The White House maintains that “tough new requirements will keep Iran from obtaining a nuclear weapon.”   As the nation examines the Iran deal, it is worth examining how Administration assurances on weapons inspectors have worked out in the past.
 
Kerry on Iran Inspectors:
"We set out to dismantle their ability to be able to build a nuclear weapon, and we've achieved that…  Now, if Iran fails to comply, we will know it, and we will know it quickly, and we will be able to respond accordingly by reinstituting sanctions all the way up to the most draconian options that we have today. None of them are off the table at any point in time.”
                          - Kerry's Opening Remarks before the Senate Foreign Relations Committee 7/23/2015

Kerry on Syria Inspectors
2013: “This is meaningful progress which many believed would be impossible.
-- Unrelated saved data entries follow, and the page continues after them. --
PR #131, opened 2026-04-21
Fix j0 for large arguments

dschmitz89:
Motivated by https://github.com/scipy/scipy/issues/22705 over at SciPy.

The fix is directly taken from @pearu 's suggestion: rewriting 
`sqrt(2 / (pi * x)) * cos(x - pi/4) = sqrt(1 / (pi * x)) * (cos(x) + sin(x))`.

The same fix can be applied to `y0` in a followup.

### DIFF
--- a/include/xsf/cephes/j0.h
+++ b/include/xsf/cephes/j0.h
@@ -160,7 +160,7 @@ namespace cephes {
     } // namespace detail
 
     XSF_HOST_DEVICE inline double j0(double x) {
-        double w, z, p, q, xn;
+        double w, z, p, q;
 
         if (x < 0) {
             x = -x;
@@ -181,9 +181,8 @@ namespace cephes {
         q = 25.0 / (x * x);
         p = polevl(q, detail::j0_PP, 6) / polevl(q, detail::j0_PQ, 6);
         q = polevl(q, detail::j0_QP, 7) / p1evl(q, detail::j0_QQ, 7);
-        xn = x - M_PI_4;
-        p = p * std::cos(xn) - w * q * std::sin(xn);
-        return (p * detail::SQRT2OPI / std::sqrt(x));
+        p = (p + w * q) * std::cos(x) + (p - w * q) * std::sin(x);
+        return (p * detail::SQRT1OPI / std::sqrt(x));
     }
 
     /*                                                     y0() 2  */
--- a/include/xsf/cephes/j0.h
+++ b/include/xsf/cephes/j0.h
@@ -181,6 +181,11 @@ namespace cephes {
         q = 25.0 / (x * x);
         p = polevl(q, detail::j0_PP, 6) / polevl(q, detail::j0_PQ, 6);
         q = polevl(q, detail::j0_QP, 7) / p1evl(q, detail::j0_QQ, 7);
+        if (x < 10.0) {
+            double xn = x - M_PI_4;
+            p = p * std::cos(xn) - w * q * std::sin(xn);
+            return (p * detail::SQRT2OPI / std::sqrt(x));
+        }
         p = (p + w * q) * std::cos(x) + (p - w * q) * std::sin(x);
         return (p * detail::SQRT1OPI / std::sqrt(x));
     }
--- a/tests/xsf_tests/test_j0_right_tail.cpp
+++ b/tests/xsf_tests/test_j0_right_tail.cpp
@@ -1,0 +1,15 @@
+#include "../testing_utils.h"
+#include <xsf/cephes/j0.h>
+
+TEST_CASE("j0 right tail gh-large-input", "[j0][xsf_tests]") {
+    // Reference value computed with mpmath: mp.besselj(0, 1e15)
+    const double x = 1e15;
+    const double ref = 6.156638646885021e-09;
+    const double rtol = 1e-13;
+
+    const double w = xsf::cephes::j0(x);
+    const double rel_error = xsf::extended_relative_error(w, ref);
+
+    CAPTURE(x, w, ref, rtol, rel_error);
+    REQUIRE(rel_error <= rtol);
+}
--- a/tests/xsf_tests/test_j0_right_tail.cpp
+++ b/tests/xsf_tests/test_j0_right_tail.cpp
@@ -2,14 +2,16 @@
 #include <xsf/cephes/j0.h>
 
 TEST_CASE("j0 right tail gh-large-input", "[j0][xsf_tests]") {
-    // Reference value computed with mpmath: mp.besselj(0, 1e15)
-    const double x = 1e15;
-    const double ref = 6.156638646885021e-09;
-    const double rtol = 1e-13;
-
+    using test_case = std::tuple<double, double>;
+    // Reference values computed with mpmath with 1000 digts of precision
+    auto [x, ref] = GENERATE(
+        test_case{1e15, 6.156638646885021e-09}, test_case{1e12, 1.0167125050040682e-07},
+        test_case{1e13, 1.1926484739665653e-07}, test_case{1e8, 3.206029534041208e-05},
+        test_case{1e20, 6.698009040703424e-12}
+    );
     const double w = xsf::cephes::j0(x);
     const double rel_error = xsf::extended_relative_error(w, ref);
 
-    CAPTURE(x, w, ref, rtol, rel_error);
-    REQUIRE(rel_error <= rtol);
+    CAPTURE(x, w, ref, rel_error);
+    REQUIRE(rel_error <= 1e-15);
 }
--- a/tests/xsf_tests/test_j0_right_tail.cpp
+++ b/tests/xsf_tests/test_j0_right_tail.cpp
@@ -3,15 +3,27 @@
 
 TEST_CASE("j0 right tail gh-large-input", "[j0][xsf_tests]") {
     using test_case = std::tuple<double, double>;
-    // Reference values computed with mpmath with 1000 digts of precision
-    auto [x, ref] = GENERATE(
-        test_case{1e15, 6.156638646885021e-09}, test_case{1e12, 1.0167125050040682e-07},
-        test_case{1e13, 1.1926484739665653e-07}, test_case{1e8, 3.206029534041208e-05},
-        test_case{1e20, 6.698009040703424e-12}
+    // Reference values computed with mpmath with 1000 digits of precision:
+    //
+    // import math
+    // import mpmath as mp
+    // mp.mp.dps = 1000
+    // xs = [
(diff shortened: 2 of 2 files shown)


fbourgey:
Screenshot 2026-04-21 at 4 44 13 PM

The tolerance might need to be lowered for this to pass

dschmitz89:
> Screenshot 2026-04-21 at 4 44 13 PM
> The tolerance might need to be lowered for this to pass

Thanks for taking a look. Where do those reference values actually come from? I would like to check first if the new value is indeed worse. `cyl_bessel_j0` simply dispatches to `j0` from what I understand.

fbourgey:
I think they come from mpmath https://github.com/scipy/xsref

cc @steppi to confirm

steppi:
Thanks for working on this @dschmitz89 and on the other PRs. Yes, the reference implementation is based on `mpmath`. 

https://github.com/scipy/xsref/blob/9661be503b6d8822966c34dab9549097c0b84ca6/src/xsref/_reference/_functions.py#L462-L466

I was planning to use some time last week to improve reference table side of things so tolerances can be updated more easily, but ended up being out sick most of the week.  In this case, I think we can just branch on the size of $|x|$ though to decide which formula to use. After taking sick leave, I'll need to catch up on some other things before I can justify using leave to spend unfunded time on `xsf`, but I hope to get to it sooner than later, since it leads to a lot of annoyances that the table based tests are in an unfinished state.

include/xsf/cephes/j0.h
```diff
@@ -181,9 +181,8 @@ namespace cephes {
         q = 25.0 / (x * x);
         p = polevl(q, detail::j0_PP, 6) / polevl(q, detail::j0_PQ, 6);
         q = polevl(q, detail::j0_QP, 7) / p1evl(q, detail::j0_QQ, 7);
-        xn = x - M_PI_4;
-        p = p * std::cos(xn) - w * q * std::sin(xn);
-        return (p * detail::SQRT2OPI / std::sqrt(x));
+        p = (p + w * q) * std::cos(x) + (p - w * q) * std::sin(x);
+        return (p * detail::SQRT1OPI / std::sqrt(x));
```
fbourgey, line 190:
```suggestion
        if (x < 10.0) {
            double xn = x - M_PI_4;
            p = p * std::cos(xn) - w * q * std::sin(xn);
            return (p * detail::SQRT2OPI / std::sqrt(x));
        }
        p = (p + w * q) * std::cos(x) + (p - w * q) * std::sin(x);
        return (p * detail::SQRT1OPI / std::sqrt(x));
```

Following @steppi's [comment](https://github.com/scipy/xsf/pull/131#issuecomment-4297487350), a cutoff at `x < 10` seems to do the trick.

tests/xsf_tests/test_j0_right_tail.cpp
```diff
@@ -0,0 +1,17 @@
+#include "../testing_utils.h"
+#include <xsf/cephes/j0.h>
+
+TEST_CASE("j0 right tail gh-large-input", "[j0][xsf_tests]") {
+    using test_case = std::tuple<double, double>;
+    // Reference values computed with mpmath with 1000 digts of precision
```
fbourgey:
```suggestion
    // Reference values computed with mpmath with 1000 digits of precision:
    //
    // import math
    // import mpmath as mp
    // mp.mp.dps = 1000
    // xs = [
    //     math.nextafter(10.0, 0.0), 10.0, math.nextafter(10.0, math.inf),
    //     100.0, 1e4, 1e8, 1e12, 1e13, 1e15, 1e20,
    // ]
    // for x in xs:
    //     print(x, mp.nstr(mp.besselj(0, x), 18))
```

I suggest adding the mpmath code

tests/xsf_tests/test_j0_right_tail.cpp
```diff
@@ -0,0 +1,17 @@
...
+    auto [x, ref] = GENERATE(
+        test_case{1e15, 6.156638646885021e-09}, test_case{1e12, 1.0167125050040682e-07},
+        test_case{1e13, 1.1926484739665653e-07}, test_case{1e8, 3.206029534041208e-05},
+        test_case{1e20, 6.698009040703424e-12}
+    );
+    const double w = xsf::cephes::j0(x);
+    const double rel_error = xsf::extended_relative_error(w, ref);
+
+    CAPTURE(x, w, ref, rel_error);
+    REQUIRE(rel_error <= 1e-15);
```
fbourgey:
```suggestion
    auto [x, ref, rtol] = GENERATE(
        test_case{9.999999999999998, -0.24593576445134826, 5e-15}, test_case{10.0, -0.24593576445134834, 5e-15},
        test_case{10.000000000000002, -0.24593576445134841, 5e-15}, test_case{100.0, 0.019985850304223122, 5e-15},
        test_case{1e4, -0.0070961603533888015, 5e-15}, test_case{1e8, 3.206029534041208e-05, 1e-15},
        test_case{1e12, 1.0167125050040682e-07, 1e-15}, test_case{1e13, 1.1926484739665653e-07, 1e-15},
        test_case{1e15, 6.156638646885021e-09, 1e-15}, test_case{1e20, 6.698009040703424e-12, 2e-15}
    );
    const double w = xsf::cephes::j0(x);
    const double rel_error = xsf::extended_relative_error(w, ref);

    CAPTURE(x, w, ref, rtol, rel_error);
    REQUIRE(rel_error <= rtol);
```

Strengthening the test and adding values before, at, and after the cutoff. Also, small nit, it seems more natural to have increasing values for `x`.

include/xsf/cephes/j0.h
dschmitz89: That will likely work but did you do a benchmark against a mpmath reference to get the cutoff value?

dschmitz89:
Thanks for the review and the computation of the mpmath references @fbourgey! I will commit your suggestions when I understand how exactly you came up with the cutoff value of 10.

fbourgey:
> Thanks for the review and the computation of the mpmath references @fbourgey! I will commit your suggestions when I understand how exactly you came up with the cutoff value of 10.

Codex helped me write a script reproducing the old and new `j0` tail formulas. It compares both against high-precision `mpmath.besselj(0, x)` over ranges above `x = 5`.
It shows the old formula is slightly better on `5 < x < 10`, while the rewritten formula is much better from about `x >= 10`, so `10` seemed like a sensible cutoff.

I then tested this locally, and this seems to work robustly. Let me know your thoughts. There might be a better cutoff, though, and 10 might not be the optimal one.

<details>

```python
import math

import mpmath as mp

mp.mp.dps = 100

# Cephes j0 tail coefficients from include/xsf/cephes/j0.h
PP = [
    7.96936729297347051624e-4,
    8.28352392107440799803e-2,
    1.23953371646414299388e0,
    5.44725003058768775090e0,
    8.74716500199817011941e0,
    5.30324038235394892183e0,
    9.99999999999999997821e-1,
]
PQ = [
    9.24408810558863637013e-4,
    8.56288474354474431428e-2,
    1.25352743901058953537e0,
    5.47097740330417105182e0,
    8.76190883237069594232e0,
    5.30605288235394617618e0,
    1.00000000000000000218e0,
]
QP = [
    -1.13663838898469149931e-2,
    -1.28252718670509318512e0,
    -1.95539544257735972385e1,
    -9.32060152123768231369e1,
    -1.77681167980488050595e2,
    -1.47077505154951170175e2,
    -5.14105326766599330220e1,
    -6.05014350600728481186e0,
]
QQ = [
    6.43178256118178023184e1,
    8.56430025976980587198e2,
    3.88240183605401609683e3,
    7.24046774195652478189e3,
    5.93072701187316984827e3,
    2.06209331660327847417e3,
    2.42005740240291393179e2,
]


def polevl(x, c):
    r = 0.0
    for a in c:
        r = r * x + a
    return r


def p1evl(x, c):
    r = x + c[0]
    for a in c[1:]:
        r = r * x + a
    return r


def vals(x):
    w = 5.0 / x
    z = 25.0 / (x * x)
    p = polevl(z, PP) / polevl(z, PQ)
    q = polevl(z, QP) / p1evl(z, QQ)

    old = (
        (p * math.cos(x - math.pi / 4) - w * q * math.sin(x - math.pi / 4))
        * math.sqrt(2 / math.pi)
        / math.sqrt(x)
    )

    new = (
        ((p + w * q) * math.cos(x) + (p - w * q) * math.sin(x))
        * math.sqrt(1 / math.pi)
        / math.sqrt(x)
    )

    return old, new


def rel(y, r):
    return float(abs(mp.mpf(y) - r) / abs(r)) if r else float(abs(y))


for lo, hi, n in [
    (5, 10, 1000),
    (10, 100, 1000),
    (100, 1e3, 1000),
    (1e3, 1e4, 1000),
    (1e4, 1e5, 1000),
    (1e5, 1e6, 500),
    (1e6, 1e8, 300),
]:
    oldmax = newmax = 0.0
    oldwins = newwins = 0
    worst_old = worst_new = None

    for i in range(n):
        x = lo + (hi - lo) * (i + 0.5) / n
        r = mp.besselj(0, x)
        old, new = vals(x)
        eo = rel(old, r)
        en = rel(new, r)

        if eo < en:
            oldwins += 1
        elif en < eo:
            newwins += 1

        if eo > oldmax:
            oldmax = eo
            worst_old = x
        if en > newmax:
            newmax = en
            worst_new = x

    print(
        f"{lo:g}-{hi:g}: "
        f"oldmax {oldmax:.2e}@{worst_old:.6g} "
        f"newmax {newmax:.2e}@{worst_new:.6g} "
        f"oldwins {oldwins} newwins {newwins}"
    )
```

gives the output

```markdown
5-10: oldmax 2.01e-14@8.6525 newmax 3.20e-14@8.6575 oldwins 276 newwins 445
10-100: oldmax 5.28e-12@55.765 newmax 4.78e-14@55.765 oldwins 27 newwins 943
100-1000: oldmax 1.80e-11@341.65 newmax 3.72e-14@341.65 oldwins 8 newwins 989
1000-10000: oldmax 1.78e-10@9590.5 newmax 6.15e-14@3200.5 oldwins 0 newwins 1000
10000-100000: oldmax 4.45e-10@96355 newmax 1.96e-14@70795 oldwins 0 newwins 1000
100000-1e+06: oldmax 1.24e-08@131500 newmax 9.38e-13@131500 oldwins 0 newwins 500
1e+06-1e+08: oldmax 7.33e-07@2.7235e+07 newmax 1.93e-13@2.7235e+07 oldwins 0 newwins 300
```

</details>

dschmitz89:
Is this ready to go @fbourgey ?

fbourgey:
> Is this ready to go @fbourgey ?

LGTM! thanks @dschmitz89

PR #132, opened 2026-04-24
MAINT: remove Fortran like handling of constants

dschmitz89:
This is a first step to make AMOS speak a little less FORTRAN.


include/xsf/amos/amos.h
```diff
@@ -3696,8 +3666,8 @@ namespace amos {
             //
             // SCALE BACKWARD RECURRENCE, BRY(3) IS DEFINED BUT NEVER USED
             //
-            bry[0] = 1e3 * d1mach[0] / tol;
-            bry[1] = tol / 1e3 * d1mach[0];
+            bry[0] = THRESHOLD_MIN / tol;
+            bry[1] = tol / THRESHOLD_MIN;
```
fbourgey, line 3668: Is this intended? The old code implied 

```
bry[1] = tol / 1e3 * d1mach[0] = (tol / 1e3) * d1mach[0]
```

while the new code implies 

```
bry[1] = tol / (1e3 * d1mach[0])
```

include/xsf/amos/amos.h
```diff
@@ -3352,15 +3322,15 @@ namespace amos {
         // 12 <= E <= 60. E IS COMPUTED FROM 2**(-E)=B**(1-DIGITS(0.0_dp))=
         // TOL WHERE B IS THE BASE OF THE ARITHMETIC.
         //
-        t1 = (i1mach[13] - 1) * d1mach[4] * (std::log(10) / std::log(2));
+        t1 = (std::numeric_limits<double>::digits - 1) * LOG10_2 * (std::log(10) / std::log(2));
```
fbourgey, line 3323: Can we rewrite this as

```suggestion
        t1 = std::numeric_limits<double>::digits - 1;
```

include/xsf/amos/amos.h
```diff
@@ -1032,17 +1012,16 @@ namespace amos {
         double aa, acz, aez, ak, arg, arm, atol, az, bb, bk, dfnu;
         double dnu2, fdn, rtr1, s, sgn, sqk, x, yy;
         int ib, il, inu, j, jl, k, koded, m, nn;
-        double pi = 3.14159265358979324;
-        double rpi = 0.159154943091895336; /* (1 / pi) */
```
fbourgey, line 1036: There was a typo for `rpi`. The comment should have been `/* (1 / (2*pi)) */`

include/xsf/amos/amos.h
```diff
@@ -1032,17 +1012,16 @@ namespace amos {
...
         az = std::abs(z);
         x = std::real(z);
-        arm = 1e3 * d1mach[0];
+        arm = THRESHOLD_MIN;
         rtr1 = std::sqrt(arm);
         il = (n > 2 ? 2 : n);
         dfnu = fnu + (n - il);
         // OVERFLOW TEST
-        ak1 = std::sqrt(rpi / z);
+        ak1 = std::sqrt(rtpi / z);
```
fbourgey: what about getting rid of `rtpi` and doing
```suggestion
        ak1 = std::sqrt((0.5 * M_1_PI) / z);
```
to avoid defining `rtpi` and using any confusing names?

include/xsf/amos/amos.h
JaRoSchm: Looks like this actually fixes a translation error. Here is the original Fortran code: https://github.com/scipy/scipy/blob/4edfcaa3ce8a387450b6efce968572def71be089/scipy/special/amos/zbuni.f#L54

include/xsf/amos/amos.h
```diff
@@ -92,9 +92,11 @@
  */
 #pragma once
 
+#include "../config.h"
```
dschmitz89:
```suggestion
```

include/xsf/amos/amos.h
```diff
@@ -92,9 +92,11 @@
...
 #include <cmath>
 #include <complex>
 #include <cstdlib>
+#include <limits>
```
dschmitz89:
```suggestion
#include "xsf/config.h"
```

include/xsf/amos/amos.h
```diff
@@ -1032,17 +1012,16 @@ namespace amos {
         double aa, acz, aez, ak, arg, arm, atol, az, bb, bk, dfnu;
         double dnu2, fdn, rtr1, s, sgn, sqk, x, yy;
         int ib, il, inu, j, jl, k, koded, m, nn;
-        double pi = 3.14159265358979324;
-        double rpi = 0.159154943091895336; /* (1 / pi) */
         int nz = 0;
+        double rtpi = M_1_PI / 2.0;
```
dschmitz89:
```suggestion
```

dschmitz89:
@JaRoSchm Since you are familiar with AMOS, could you have a final look here? My long term plan was to make this more maintainable by using modern idioms and removing gotos which are planned for follow ups.

include/xsf/amos/amos.h
```diff
@@ -5482,9 +5445,8 @@ namespace amos {
         std::complex<double> zeta1[2] = {0.0};
         std::complex<double> zeta2[2] = {0.0};
         std::complex<double> cy[2] = {0.0};
-        double bry[3] = {1e3 * d1mach[0] / tol, tol / 1e3 * d1mach[0], d1mach[1]};
+        double bry[3] = {THRESHOLD_MIN / tol, tol / THRESHOLD_MIN, std::numeric_limits<double>::max()};
```
JaRoSchm, line 5448: This fixes a translation bug, see https://github.com/scipy/scipy/blob/4edfcaa3ce8a387450b6efce968572def71be089/scipy/special/amos/zunk1.f#L46.

include/xsf/amos/amos.h
```diff
@@ -5876,7 +5836,9 @@ namespace amos {
         std::complex<double> asum[2] = {0.0};
         std::complex<double> bsum[2] = {0.0};
         std::complex<double> cy[2] = {0.0};
-        double bry[3] = {(1.0 + 1e3 * d1mach[0] / tol), 1.0 / (1.0 + 1e3 * d1mach[0] / tol), d1mach[1]};
+        double bry[3] = {
+            (1.0 + THRESHOLD_MIN / tol), 1.0 / (1.0 + THRESHOLD_MIN / tol), std::numeric_limits<double>::max()
+        };
```
JaRoSchm:
```suggestion
        double bry[3] = {THRESHOLD_MIN / tol, tol / THRESHOLD_MIN, std::numeric_limits<double>::max()};
```
This looked suspicious to me and is actually a translation bug, see https://github.com/scipy/scipy/blob/4edfcaa3ce8a387450b6efce968572def71be089/scipy/special/amos/zunk2.f#L60.

JaRoSchm (changes requested):
In general, looks like a nice improvement!

JaRoSchm:
> My long term plan was to make this more maintainable by using modern idioms and removing gotos which are planned for follow ups.

There's definitely potential for that in amos! In my opinion, it might be worth however to first try to fix #137 (fixing long known bugs/accuracy improvements in the Fortran implementation by the original author, which were not included in scipy before the translation) as this probably becomes harder if the versions diverge even more (and they already have quite a bit). In principle, I plan to look into this myself, but I can't say exactly when I'll get round to it yet.

include/xsf/amos/amos.h
dschmitz89: Thanks. Since this looks like the same `bry` array as your other suggestion, should we add it to the "preamble" as a `constexpr` as it is used in several places?

JaRoSchm: Sounds reasonable. If I counted correctly, there are seven places where this is defined.

dschmitz89:
@JaRoSchm Thanks. Feel free to ping me when you feel like this should be merged. You have by far the best overview of everything amos related here and we should follow the PR order you propose. I will wait with resolving the merge conflicts until then.

JaRoSchm:
@dschmitz89 I see no reason for preferring any specific order of merging the open amos-related PRs (only #92 should be merged before I can add a test to #93). My previous comment is addressed by #149.

include/xsf/amos/amos.h
```diff
@@ -1373,7 +1348,7 @@ namespace amos {
         // TEST FOR PROPER RANGE
         //
         az = std::abs(z);
-        bb = d1mach[1] * 0.5;
+        bb = std::numeric_limits<double>::max() * 0.5;
```
JaRoSchm, line 1351: This is another translation error and should have been `i1mach[8]`, see https://github.com/scipy/scipy/blob/4edfcaa3ce8a387450b6efce968572def71be089/scipy/special/amos/zbesh.f#L213.

```suggestion
        bb = std::numeric_limits<int>::max() * 0.5;
```

include/xsf/amos/amos.h
```diff
@@ -1990,7 +1961,7 @@ namespace amos {
         fn = fnu + (n - 1);
 
         aa = 0.5 / tol;
-        bb = d1mach[1] * 0.5;
+        bb = std::numeric_limits<double>::max() * 0.5;
```
JaRoSchm, line 1964: This is another translation error and should have been `i1mach[8]`, see https://github.com/scipy/scipy/blob/4edfcaa3ce8a387450b6efce968572def71be089/scipy/special/amos/zbesj.f#L192.

```suggestion
        bb = std::numeric_limits<int>::max() * 0.5;
```

JaRoSchm (changes requested):
By chance, I stumbled across two more translation errors.

dschmitz89:
@JaRoSchm Would you be willing to make a PR against my branch? I am starting to lose track of all the AMOS changes and this code is very hard to digest mentally. If not, we could still apply [this change](https://github.com/scipy/xsf/pull/132#discussion_r3224212835) and proceed in a followup.

JaRoSchm:
@dschmitz89 I think you could simply accept @fbourgey's and my suggestions here (should be possible through the GitHub UI?). Then, this is ready to merge from my pov and https://github.com/scipy/xsf/pull/132#discussion_r3224212835 could be left for a followup.

JaRoSchm (approved):

include/xsf/amos/amos.h
```diff
@@ -1373,7 +1348,7 @@ namespace amos {
         // TEST FOR PROPER RANGE
         //
         az = std::abs(z);
-        bb = d1mach[1] * 0.5;
+        bb = std::numeric_limits<int>::max() * 0.5;
```
fbourgey: From https://github.com/scipy/xsf/blob/main/include/xsf/amos/amos.h#L141, should this be?


```suggestion
        bb = std::numeric_limits<double>::max() * 0.5;
```

include/xsf/amos/amos.h
```diff
@@ -1990,7 +1961,7 @@ namespace amos {
         fn = fnu + (n - 1);
 
         aa = 0.5 / tol;
-        bb = d1mach[1] * 0.5;
+        bb = std::numeric_limits<int>::max() * 0.5;
```
fbourgey: Same here

```suggestion
        bb = std::numeric_limits<double>::max() * 0.5;
```

include/xsf/amos/amos.h
JaRoSchm: This fixes a translation bug, see https://github.com/scipy/xsf/pull/132#pullrequestreview-4318664049.

include/xsf/amos/amos.h
JaRoSchm: This fixes a translation bug, see https://github.com/scipy/xsf/pull/132#pullrequestreview-4318664049.

fbourgey:
@dschmitz89 can you please resolve the conflict? I can then take a fresh look, and get that one in if OK.

dschmitz89:
@JaRoSchm Looks like I messed something up which was fixed in main during conflict resolution. Would you have time to take a look?

JaRoSchm:
@dschmitz89 I looked at the code but cannot find what is going wrong here. In particular, I do not know why it only fails on some platforms. This would suggest that `std::numeric_limits` gives different values on the different platforms, maybe? Sadly, I won't have much time to investigate further this week.

I'd be happy if @fbourgey could also have a look, he knows C++ much better than I do.

fbourgey:
The culprits seem to be https://github.com/scipy/xsf/pull/132#pullrequestreview-4318664049. I guess we should get this PR first and then follow up with a different PR and fix the tests. This seemed out of scope here anyway. Do you agree?

JaRoSchm:
Sounds good to me!

Just a note for future reference: I think the tests that failed before you reverted the change aren't wrong. So there probably is some other problem in addition to the translation error.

The progress must continue… Syria must provide …unfettered access to any and all sites in order to fulfill their critical mission of verifying the full extent, and the eventual elimination, of Syria’s chemical weapons program. Syria’s obligations are clear…To borrow from President Reagan’s maxim, where the Assad regime is concerned, there is no ‘trust,’ only ‘verify.’”
    - Secretary Kerry, Statement On Progress Eliminating Syria’s Chemical Weapon’s Program 10/31/13

2014: “…This is also an important moment to take stock of what has been achieved: the removal of all declared chemicals; verification of the destruction of declared production, mixing, and filling equipment; verification of the destruction of all declared chemical weapon delivery vehicles, including missile warheads and aerial bombs; and diminishing the strategic threat posed by the Syrian chemical weapons program to our allies and partners in the region.”
                                    - Secretary Kerry, Removal of Declared Chemical Materials From Syria 7/23/14

How It Is Working Today: “a chain of misrepresentations by President Bashar al-Assad’s regime to hide the extent of its chemical-weapons work.”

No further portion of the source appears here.